We observed that the PFS HR (0.58) for KRd versus Rd for the first 18 months was lower than the PFS HR for the overall ASPIRE study (0.69). The 18-month PFS HRs for patients with high or standard cytogenetic risk, one or two or more prior lines of treatment and prior, and no prior bortezomib exposure were also lower than those reported in the preplanned subgroup analyses of ASPIRE according to cytogenetic risk [46], prior lines of treatment [36], and prior therapy [36]. The lower HRs observed at 18 months are possibly due to patients receiving carfilzomib for a maximum of 18 months. Had patients received continuous carfilzomib treatment in the ASPIRE study, we could have potentially observed even greater clinical benefit in the KRd arm, with longer PFS and deeper responses. Continuous treatment with KRd might have been even more efficacious in patients with high-risk cytogenetics.

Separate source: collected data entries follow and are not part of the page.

PR #108, opened 2018-12-23
[WIP] MAINT: migrate db_tools and testing into ramp-database

### LINKED ISSUE #92: RAMP: Unit and integration tests
We need to have much more tests for all the different packages.

TODO:

- [ ] `ramp-database`:
    - [ ] tools
    - [ ] models
- [ ] `databoard`

### LINKED ISSUE #107: DATABASE: refactor rampdb.tools
The current code organisation in `rampdb.tools` is suboptimal. While it is interested to have `query` to simplify the code, I think that we should split the `api` into specific packages. The `tools` module is also a bit mysterious for the moment.

### LINKED ISSUE #109: DATABASE: session scope and connection to database
Both current way to connect to the database if wrong:

*  `databoard` is linked to Flask and the connection to the database is globally open for everyone and anytime.
* `ramp-database` open a connection and a session at each call of the session`.

As explained in the SQLAlchemy documentation, the session should be open when running a program and pass the session to each function avoiding to reopen a session each time. However, Flask is a bit too much permissive there. 

So all `get_**`, `make_***`, and `set_***` function should actually get a session object.
This object should be created at the scope of the application and more preferably with a context manager.

glemaitre:
This PR intends to move the following functionality into `ramp-database`:

- [x] some of the `db_tools` which are now tested in `databoard`;
- [x] the `testing` module which allows to set up some toy database for testing;
- [x] check how the configuration is used in the model: some currently use some call to some environment variable which is not correct. It should be passed when constructing the database;
- [x] implement/test update_leadearboad functions; moved to issue #110 
- [x] be sure that we send email (currently commented; moved to issue #111
- [x] port the test of `rampdb.tools.event` from `db_tools`.
- [x] Handle the bagged scores which is not managed for the moment; should be solved in: https://github.com/paris-saclay-cds/ramp-workflow/issues/167.
- [x] Create a deploy tool into `ramp-utils`.
- [x] Add documentation for `rampdb.model`
- [x] Add unit tests for the `rampdb.model`
- [x] Resplit tests in `rampdb.model` for easier failure debugging.
- [x] Document and test the backreferencing for the different tables in `rampdb.model`
- [x] Make the command from `tasks.py` accessible directly from a `cli.py`.
- [ ] All database created for the test should not be created in `/tmp/database_test' but instead, we should overwrite the configuration file and create a real temporary folder.

# reference issues:
closes #109 
closes #107 
closes  #92


glemaitre:
@kegl @agramfort @jorisvandenbossche 

So my migration is almost there regarding all the tools needed by the backend. The coverage is not bad (I still need to test the module `rampdb.model`).

However, by solving the last issue (i.e., removing the use of the environment variables in the database structure), I finally broke the structure of the database. The 2 places are:

* https://github.com/paris-saclay-cds/ramp-board/pull/108/files#diff-96a8b37606d895e2e57896339f4692c6R106
* https://github.com/paris-saclay-cds/ramp-board/pull/108/files#diff-2e23ed379aff8d52538e0c780900c309R39

The previous design (i.e. use of environment variable) is wrong. It does not allow to have different RAMP configuration at the same time. Having a configuration file is much better but we need to forward the information which is easily done using the `generate_ramp_config` which create all paths automatically which need to be forwarded.

So right now, I am almost sure that the backend is running and tested. I did not look at the front-end yet but I broke it for sure since my original test in `databoard` are not passsing.

So my questions are the following:

* What do you think about the changes?
* Are you all willing to merge it even if we break the front-end at the cost to repear it after. I can say that the solution to repear the front-end should be manageable. It is only passing couple of parameters in addition of the previous one.

glemaitre:
So deploying a RAMP event should be done with the following code:

```python

# read the example configuration for the iris event
config_file = path_config_example()

# This part is what the user needs to do to deploy the event
config = read_config(config_file)
ramp_config = generate_ramp_config(config_file)
deploy_ramp_event(config_file)

# simulate that we add users and sign-up for the event and that they
# submitted the starting kit
with session_scope(config['sqlalchemy']) as session:
    add_users(session)
    sign_up_team(session, ramp_config['event_name'], 'test_user',
                 ramp_config['ramp_sandbox_dir'],
                 ramp_config['ramp_submissions_dir'])
    submit_starting_kits(session, ramp_config['event_name'], 'test_user',
                         ramp_config['ramp_kit_submissions_dir'],
                         ramp_config['ramp_submissions_dir'],
                         ramp_config['sandbox_name'])

# ]This part is what the user needs to do after deploying the event
dispatcher = Dispatcher(config=config,
                        worker=CondaEnvWorker, n_worker=-1,
                        hunger_policy='exit')
dispatcher.launch()
```

Note that the middle part is actually the job of the front-end.

glemaitre:
Once the PR in ramp-workflow is merged, the test for the dispatcher will work.

glemaitre:
Ready to be reviewed. I would like this to be merged before to focus on the frontend. I might need @kegl for starting there.

ramp-database/rampdb/model/event.py
```diff
@@ -76,110 +159,265 @@ class Event(Model):
...
+            The session used to make the query.
+
+        Returns
+        -------
+        event_type_score : :class:`rampdb.model.EventTypeScore`
+            The default type score for the current event.
+        """
+        return (session.query(EventScoreType)
+                       .filter(EventScoreType.event == self)
+                       .filter(EventScoreType.name == self.official_score_name)
```
jorisvandenbossche: here you cannot use the `filter_by` as above?

ramp-database/rampdb/model/event.py
```diff
@@ -76,110 +159,265 @@ class Event(Model):
...
+                       .one())
 
     @property
+    # XXX: This will only work with Flask
     def official_score_function(self):
+        """callable: The default function used for scoring in the event."""
         return self.official_score_type.score_function
 
+    def get_official_score_function(self, session):
```
jorisvandenbossche: Are those additional functions actually used? (outside of the tests)

It is rather duplicative, and would be nice if we could avoid that

ramp-database/rampdb/model/event.py
```diff
@@ -76,110 +159,265 @@ class Event(Model):
...
     @property
     def n_participants(self):
+        """int: The number of participants to the event."""
         return len(self.event_teams)
 
 
 class EventScoreType(Model):
+    """EventScoreType table.
+
+    This is a many-to-many relationship between Event and ScoreType.
```
jorisvandenbossche: many-to-one?

If I recall the discussion, the ScoreType table was not that useful, and it is actually this table that stores the score types per event? (as one ScoreType record is created per record here) If so, I would mention something about that.

ramp-database/rampdb/model/fold.py
```diff
@@ -17,9 +17,26 @@
 
 
 class CVFold(Model):
-    """Storing train and test folds, more precisely: train and test indices.
+    """CVFold table.
 
-    Created when the ramp event is set up.
+    Storing train and test folds, more precisely: train and test indices.
```
jorisvandenbossche: This description is not fully clear to me.

So if I understand correctly: this table stores the train and test indices for a *single* fold ? And then each event has a bunch or records in this table, corresponding to the number of folds in the CV of that problem?

ramp-database/rampdb/model/problem.py
```diff
@@ -32,87 +25,178 @@
...
+
+    # XXX: big change in the database
+    path_ramp_kits = Column(String, nullable=False, unique=False)
+    path_ramp_data = Column(String, nullable=False, unique=False)
 
-    def __init__(self, name):
+    def __init__(self, name, path_ramp_kits, path_ramp_data, session=None):
         self.name = name
-        self.reset()
-        # to check if the module and all required fields are there
```
jorisvandenbossche: I think this can be useful to keep (so that you already get a complaint on init time when there is something wrong with your Problem)

ramp-database/rampdb/model/problem.py
```diff
@@ -32,87 +25,178 @@
...
-            encode_string(self.name), self.workflow)
-
-    def reset(self):
-        self.workflow = Workflow.query.filter_by(
-            name=type(self.module.workflow).__name__).one()
+        return 'Problem({})\n{}'.format(encode_string(self.name),
+                                        self.workflow)
+
+    def reset(self, session):
+        """Reset the workflow."""
```
jorisvandenbossche: it's not fully clear to me why it is needed or what it is doing?

ramp-database/rampdb/model/problem.py
```diff
@@ -32,87 +25,178 @@
...
 
     @property
     def Predictions(self):
+        """:class:`rampwf.prediction_types`: The predictions used for the
+        problem."""
         return self.module.Predictions
 
     def get_train_data(self):
-        path = os.path.join(RAMP_DATA_PATH, self.name)
+        """ndarray: The training data."""
```
jorisvandenbossche: This not necessarily a numpy array?

ramp-database/rampdb/model/problem.py
```diff
@@ -32,87 +25,178 @@
...
         return self.module.get_train_data(path=path)
 
     def get_test_data(self):
-        path = os.path.join(RAMP_DATA_PATH, self.name)
+        """ndarray: The testing data."""
+        path = os.path.join(self.path_ramp_data, self.name)
         return self.module.get_test_data(path=path)
 
     def ground_truths_train(self):
+        """ndarray: The true labels for the training."""
```
jorisvandenbossche: The return value here is not a ndarray, but a Predictions instance (and the same fot the two below)

ramp-database/rampdb/model/submission.py
```diff
@@ -56,16 +56,101 @@
...
+    """Submission table.
+
+    Parameters
+    ----------
+    name : str
+        The submission name.
+    event_name : str
+        The event name.
+    path_ramp_submissions : str
+        Path to the deployment RAMP submissions directory. It will corresponds
```
jorisvandenbossche:
```suggestion
        Path to the deployment RAMP submissions directory. It will correspond
```

ramp-database/rampdb/model/submission.py
```diff
@@ -56,16 +56,101 @@
...
+        to the key `ramp_submissions_dir` of the dictionary created with
+        :func:`ramputils.generate_ramp_config`.
+    is_sandbox : bool
+        Whether it is a sandbox submission.
```
jorisvandenbossche: Give a bit more details about what is a sandbox submission?

ramp-database/rampdb/model/submission.py
```diff
@@ -114,8 +206,14 @@ def __init__(self, name, event_team):
         # url which is maybe not a good idea.
         self.hash_ = '{}'.format(sha_hasher.hexdigest())
         self.submission_timestamp = datetime.datetime.utcnow()
-        event_score_types = EventScoreType.query.filter_by(
-            event=event_team.event)
+        if session is None:
```
jorisvandenbossche: a little bit above, `self.session` is already defined by inspecting the `event_team` object

ramp-database/rampdb/model/submission.py
```diff
@@ -56,16 +56,101 @@
...
+    training_timestamp : datetime
+        The date and time when the training finished.
+    contributivity : float
+        The contributivity of the submission.
+    historical_contributivity : float
+        The historical contributivity.
+    type : {'live' or 'test'}
+        The type of submission.
+    state : str
+        The state of the submission.
```
jorisvandenbossche: do we have a list of possible states somewhere?

ramp-database/rampdb/model/submission.py
```diff
@@ -56,16 +56,101 @@
...
+        The standard deviation of the computation time for a fold on the train
+        data.
+    valid_time_cv_std : float
+        The standard deviation of the computation time for a fold on the valid
+        data.
+    test_time_cv_std : float
+        The standard deviation of the computation time for a fold on the test
+        data.
+    max_ram : float
+        The maximum amount of RAM consume during training.
```
jorisvandenbossche:
```suggestion
        The maximum amount of RAM consumed during training.
```

ramp-database/rampdb/model/submission.py
```diff
@@ -56,16 +56,101 @@
...
 class Submission(Model):
-    """An abstract (untrained) submission."""
-
+    """Submission table.
+
+    Parameters
+    ----------
+    name : str
+        The submission name.
+    event_name : str
```
jorisvandenbossche: the init uses `event_team` ? And maybe it's not a string but an actual EventTeam object?

ramp-database/rampdb/model/submission.py
```diff
@@ -102,9 +187,16 @@ class Submission(Model):
     # later also ramp_id
     UniqueConstraint(event_team_id, name, name='ts_constraint')
 
-    def __init__(self, name, event_team):
+    # XXX: big change in the database
+    is_sandbox = Column(Boolean, default=False)
```
jorisvandenbossche: Is this needed? 
Meaning: is it needed that this name is configurable? We can also hard-code that any submission named 'starting_kit' is a sandbox submission?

In fact, studies show that extended duration of therapy is associated with better clinical outcomes in patients with MM. Specifically, Palumbo et al. observed that newly diagnosed MM patients who received novel agent-based continuous therapy had longer PFS and improved OS than patients who had a fixed duration of therapy [19]. In addition, using data from the bortezomib-melphalan arm of the phase III VISTA study, Mateos et al. found that higher cumulative bortezomib dose, which reflects prolonged treatment duration, is associated with improved OS in newly diagnosed MM patients [47]. With respect to carfilzomib, newly diagnosed MM patients who received continuous treatment with KRd achieved high responses [48,49,50]. Of note, upon approval of KRd, European Medicines Agency concluded that treatment with KRd could continue beyond 18 cycles based on individual risk-benefit assessment, as the data on the tolerability and toxicity of carfilzomib beyond 18 cycles are limited [51]. Although we are not recommending routine administration of carfilzomib in the KRd regimen beyond 18 cycles, this analysis, despite the limitations of the post hoc design, supports further evaluation of carfilzomib treatment beyond 18 cycles. Additional larger studies are required to evaluate whether prolonged carfilzomib treatment duration leads to further improvements in clinical outcomes without additional adverse events.

Conclusions

This post hoc analysis of ASPIRE shows that KRd provided greater responses and improvements in PFS at 18 months compared with Rd alone. Cumulative ≥ CR rates increased over time in the KRd arm and were higher than the cumulative ≥ CR rates in the Rd arm, with rates rapidly rising in the first 15 months from the start of treatment. PFS HRs for the first 18 months from randomization were lower for KRd versus Rd than in the overall ASPIRE study and regardless of prior cytogenetic status, number of prior lines of treatment, and prior bortezomib exposure. Compared with the overall results of the ASPIRE study, the markedly lower HR for PFS at 18 months in this analysis suggests a potential additional clinical benefit of continued treatment with carfilzomib beyond 18 months. However, further evaluation is warranted.